Note that not all of the features described above are required, that a portion of a specific feature may not be required, and that one or more features may be provided in addition to those described. Still further, the order in which features are described is not necessarily the order in which the features are installed.

Certain features are, for clarity, described herein in the context of separate embodiments, may also be provided in combination in a single embodiment. Conversely, various features that are, for brevity, described in the context of a single embodiment, may also be provided separately or in any subcombinations.

Benefits, other advantages, and solutions to problems have been described above with regard to specific embodiments, however, the benefits, advantages, solutions to problems, and any feature(s) that may cause any benefit, advantage, or solution to occur or become more pronounced are not to be construed as a critical, required, or essential feature of any or all the claims.

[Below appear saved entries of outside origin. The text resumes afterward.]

PR #689, opened 2022-04-13
Added status category filter

zwaans:
# Changes
- Introduced a new filter for status categories on shipments

### DIFF
--- a/specification/parameters/query-shipments-filter-carrier_status-category.json
+++ b/specification/parameters/query-shipments-filter-carrier_status-category.json
@@ -1,7 +1,7 @@
 {
   "name": "filter[carrier_status][category]",
   "in": "query",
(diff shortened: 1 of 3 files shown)


specification/parameters/query-shipments-filter-carrier_status-category.json
```diff
@@ -0,0 +1,8 @@
+{
+  "name": "filter[carrier_status][category]",
+  "in": "query",
+  "description": "Comma separated string of status categories to filter by. Only shipments with a status that corresponds with one of the categories will be in the response.",
```
NickVries, line 4: > Only shipments with a status that corresponds with one of the categories will be in the response.

Let's clarify here what "shipments with a status" means. Does it only check the current shipment status, or will it also return shipments that have that category in any of their historical shipment statuses?

NickVries (changes requested):

NickVries (approved):

PR #696, opened 2022-04-28
patchable collections

zwaans:
# Changes
- Added register attribute on collections

# Notes
- Somehow the preview request on the right shows the register property on the patch endpoint but the main pane in the middle doesn't.

### DIFF
--- a/specification/paths/Collections-collection_id.json
+++ b/specification/paths/Collections-collection_id.json
@@ -94,7 +94,6 @@
                             "type": "boolean",
                             "example": true,
                             "description": "Indicates whether the collection should be registered with the carrier. Further updates are no longer possible after a successful registration.",
-                            "readOnly": false
                           },
                           "address": {
                             "readOnly": true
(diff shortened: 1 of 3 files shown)


specification/schemas/Collection.json
```diff
@@ -16,6 +16,12 @@
             "address": {
               "$ref": "#/components/schemas/BaseAddress"
             },
+            "register": {
+              "type": "boolean",
+              "example": true,
+              "description": "Indicates whether the collection should be registered with the carrier. Further updates are no longer possible after a successful registration.",
+              "readOnly": true
```
M4tini, line 23: Let's not define readOnly on the resource, but only in response paths.

specification/paths/Collections-collection_id.json
```diff
@@ -93,7 +93,8 @@
                           "register": {
                             "type": "boolean",
                             "example": true,
-                            "description": "Indicates whether the collection should be registered with the carrier. Further updates are no longer possible after a successful registration."
+                            "description": "Indicates whether the collection should be registered with the carrier. Further updates are no longer possible after a successful registration.",
+                            "readOnly": false
```
M4tini, line 97: Let's revert this and instead add `"readOnly": true` to the request body of the `post` path

M4tini (changes requested):

M4tini (approved):

PR #705, opened 2022-05-09
🥅 Get collections filter params

zwaans:
# changes
- introduced filterable params for the get collections endpoint


specification/paths/Collections-collection_id.json
```diff
@@ -26,6 +26,38 @@
...
+          "type": "string"
+        }
+      },
+      {
+        "name": "filter[shop]",
+        "in": "query",
+        "description": "Comma separated string of shop ids to filter by.",
+        "schema": {
+          "type": "string"
+        }
```
M4tini, line 44:
```suggestion
        "$ref": "#/components/parameters/query-filter-shop"
```
FYI - there is already a `query-shipments-filter-shop` which we should rename (and also the references to it).

specification/paths/Collections-collection_id.json
```diff
@@ -26,6 +26,38 @@
...
+      },
+      {
+        "name": "filter[carrier]",
+        "in": "query",
+        "description": "Comma separated string of carrier ids to filter by.",
+        "schema": {
+          "type": "string"
+        }
```
M4tini, line 60: Same story for `query-shipments-filter-carrier`

M4tini (changes requested):
Maybe we want to make `filter[status]` like this as well, because it's quite generic.

yoan-myparcel (approved):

The specification and illustrations of the embodiments described herein are intended to provide a general understanding of the structure of the various embodiments. The specification and illustrations are not intended to serve as an exhaustive and comprehensive description of all of the elements and features of apparatus and systems that use the structures or methods described herein. Separate embodiments may also be provided in combination in a single embodiment, and conversely, various features that are, for brevity, described in the context of a single embodiment, may also be provided separately or in any subcombination. Further, reference to values stated in ranges includes each and every value within that range. Many other embodiments may be apparent to skilled artisans only after reading this specification. Other embodiments may be used and derived from the disclosure, such that a structural substitution, logical substitution, or any change may be made without departing from the scope of the disclosure. Accordingly, the disclosure is to be regarded as illustrative rather than restrictive.